▸ **Exercise brief**
Only the lines from the one containing "Fix bug in linear_session, add" through the last line of the entries are wanted. Transcribe them exactly.

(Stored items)
[Start of Attachment]

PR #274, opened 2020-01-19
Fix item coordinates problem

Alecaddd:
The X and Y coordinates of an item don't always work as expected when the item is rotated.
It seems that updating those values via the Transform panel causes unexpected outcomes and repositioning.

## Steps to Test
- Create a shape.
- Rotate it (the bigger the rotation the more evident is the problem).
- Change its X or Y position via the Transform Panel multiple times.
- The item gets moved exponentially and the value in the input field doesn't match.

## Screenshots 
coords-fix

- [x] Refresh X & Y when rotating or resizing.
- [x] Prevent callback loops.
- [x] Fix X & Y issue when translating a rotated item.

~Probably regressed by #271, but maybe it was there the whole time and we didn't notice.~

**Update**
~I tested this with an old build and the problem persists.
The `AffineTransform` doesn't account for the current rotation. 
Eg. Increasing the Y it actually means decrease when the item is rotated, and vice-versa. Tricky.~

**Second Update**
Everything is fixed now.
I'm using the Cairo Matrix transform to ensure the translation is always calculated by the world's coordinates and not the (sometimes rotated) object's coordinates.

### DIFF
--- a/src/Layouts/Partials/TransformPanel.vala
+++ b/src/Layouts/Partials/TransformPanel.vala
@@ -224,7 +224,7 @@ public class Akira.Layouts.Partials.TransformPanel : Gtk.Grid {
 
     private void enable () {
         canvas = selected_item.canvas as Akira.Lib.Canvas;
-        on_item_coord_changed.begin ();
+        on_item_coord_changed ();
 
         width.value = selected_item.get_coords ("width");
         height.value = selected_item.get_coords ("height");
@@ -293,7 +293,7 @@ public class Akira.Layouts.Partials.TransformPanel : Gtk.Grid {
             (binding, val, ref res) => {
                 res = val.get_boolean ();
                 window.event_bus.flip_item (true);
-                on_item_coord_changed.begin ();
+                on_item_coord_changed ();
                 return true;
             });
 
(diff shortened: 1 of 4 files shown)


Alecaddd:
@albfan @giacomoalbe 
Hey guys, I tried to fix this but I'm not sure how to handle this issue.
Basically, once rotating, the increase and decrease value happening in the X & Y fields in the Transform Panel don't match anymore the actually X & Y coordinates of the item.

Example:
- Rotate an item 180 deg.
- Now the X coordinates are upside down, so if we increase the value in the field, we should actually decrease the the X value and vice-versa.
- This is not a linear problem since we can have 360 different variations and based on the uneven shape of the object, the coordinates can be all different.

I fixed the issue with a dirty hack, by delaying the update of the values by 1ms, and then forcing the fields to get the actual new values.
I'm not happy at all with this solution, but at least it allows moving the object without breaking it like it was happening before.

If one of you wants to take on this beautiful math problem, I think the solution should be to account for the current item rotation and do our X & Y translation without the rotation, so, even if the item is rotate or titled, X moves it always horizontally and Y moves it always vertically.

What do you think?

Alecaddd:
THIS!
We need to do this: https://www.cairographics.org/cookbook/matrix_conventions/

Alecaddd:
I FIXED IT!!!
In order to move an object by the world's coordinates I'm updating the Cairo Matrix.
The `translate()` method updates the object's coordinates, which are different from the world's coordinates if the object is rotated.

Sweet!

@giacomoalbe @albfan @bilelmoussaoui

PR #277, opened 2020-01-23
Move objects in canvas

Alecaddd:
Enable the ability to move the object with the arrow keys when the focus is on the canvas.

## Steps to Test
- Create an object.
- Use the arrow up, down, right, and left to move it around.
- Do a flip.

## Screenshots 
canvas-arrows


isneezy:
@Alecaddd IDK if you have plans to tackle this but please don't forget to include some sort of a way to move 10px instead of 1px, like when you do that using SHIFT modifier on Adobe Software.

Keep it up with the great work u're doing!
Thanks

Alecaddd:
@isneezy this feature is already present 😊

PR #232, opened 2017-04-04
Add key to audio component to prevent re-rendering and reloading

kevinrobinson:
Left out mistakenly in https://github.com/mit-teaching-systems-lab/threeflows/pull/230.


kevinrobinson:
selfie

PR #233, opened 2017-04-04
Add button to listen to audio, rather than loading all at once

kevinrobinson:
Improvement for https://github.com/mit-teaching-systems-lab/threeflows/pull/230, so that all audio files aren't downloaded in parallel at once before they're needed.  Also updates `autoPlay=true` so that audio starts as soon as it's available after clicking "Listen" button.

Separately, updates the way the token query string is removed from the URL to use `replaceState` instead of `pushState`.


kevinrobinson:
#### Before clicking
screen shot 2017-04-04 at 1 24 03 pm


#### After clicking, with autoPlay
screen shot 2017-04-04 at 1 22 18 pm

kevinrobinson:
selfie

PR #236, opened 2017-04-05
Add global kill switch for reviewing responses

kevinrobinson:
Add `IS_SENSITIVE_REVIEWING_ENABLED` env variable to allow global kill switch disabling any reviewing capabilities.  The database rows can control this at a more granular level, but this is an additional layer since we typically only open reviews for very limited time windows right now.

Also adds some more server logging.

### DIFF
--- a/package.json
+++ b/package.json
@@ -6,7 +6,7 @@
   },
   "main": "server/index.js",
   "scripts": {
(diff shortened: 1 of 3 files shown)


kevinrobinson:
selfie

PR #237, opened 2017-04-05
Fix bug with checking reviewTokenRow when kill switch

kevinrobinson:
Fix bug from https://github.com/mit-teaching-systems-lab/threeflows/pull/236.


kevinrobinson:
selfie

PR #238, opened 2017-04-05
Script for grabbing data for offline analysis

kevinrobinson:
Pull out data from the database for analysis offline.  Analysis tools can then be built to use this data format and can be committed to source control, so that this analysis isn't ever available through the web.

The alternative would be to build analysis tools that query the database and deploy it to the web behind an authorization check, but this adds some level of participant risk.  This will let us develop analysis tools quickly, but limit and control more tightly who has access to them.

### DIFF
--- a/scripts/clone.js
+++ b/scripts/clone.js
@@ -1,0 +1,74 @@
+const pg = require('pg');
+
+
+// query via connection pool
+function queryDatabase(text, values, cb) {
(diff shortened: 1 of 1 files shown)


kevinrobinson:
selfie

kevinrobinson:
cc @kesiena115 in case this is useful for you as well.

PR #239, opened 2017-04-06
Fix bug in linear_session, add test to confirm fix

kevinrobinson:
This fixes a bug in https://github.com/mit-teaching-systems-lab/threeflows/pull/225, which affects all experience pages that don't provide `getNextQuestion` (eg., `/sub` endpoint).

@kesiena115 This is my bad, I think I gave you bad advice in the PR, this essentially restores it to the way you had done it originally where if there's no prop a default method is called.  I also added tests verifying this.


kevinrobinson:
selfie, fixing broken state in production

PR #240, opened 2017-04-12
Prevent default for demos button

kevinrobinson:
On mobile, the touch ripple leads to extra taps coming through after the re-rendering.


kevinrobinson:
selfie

[End of Attachment]

▸ **Completed task**
Fix bug in linear_session, add test to confirm fix

kevinrobinson:
This fixes a bug in https://github.com/mit-teaching-systems-lab/threeflows/pull/225, which affects all experience pages that don't provide `getNextQuestion` (eg., `/sub` endpoint).

@kesiena115 This is my bad, I think I gave you bad advice in the PR, this essentially restores it to the way you had done it originally where if there's no prop a default method is called.  I also added tests verifying this.


kevinrobinson:
selfie, fixing broken state in production

PR #240, opened 2017-04-12
Prevent default for demos button

kevinrobinson:
On mobile, the touch ripple leads to extra taps coming through after the re-rendering.


kevinrobinson:
selfie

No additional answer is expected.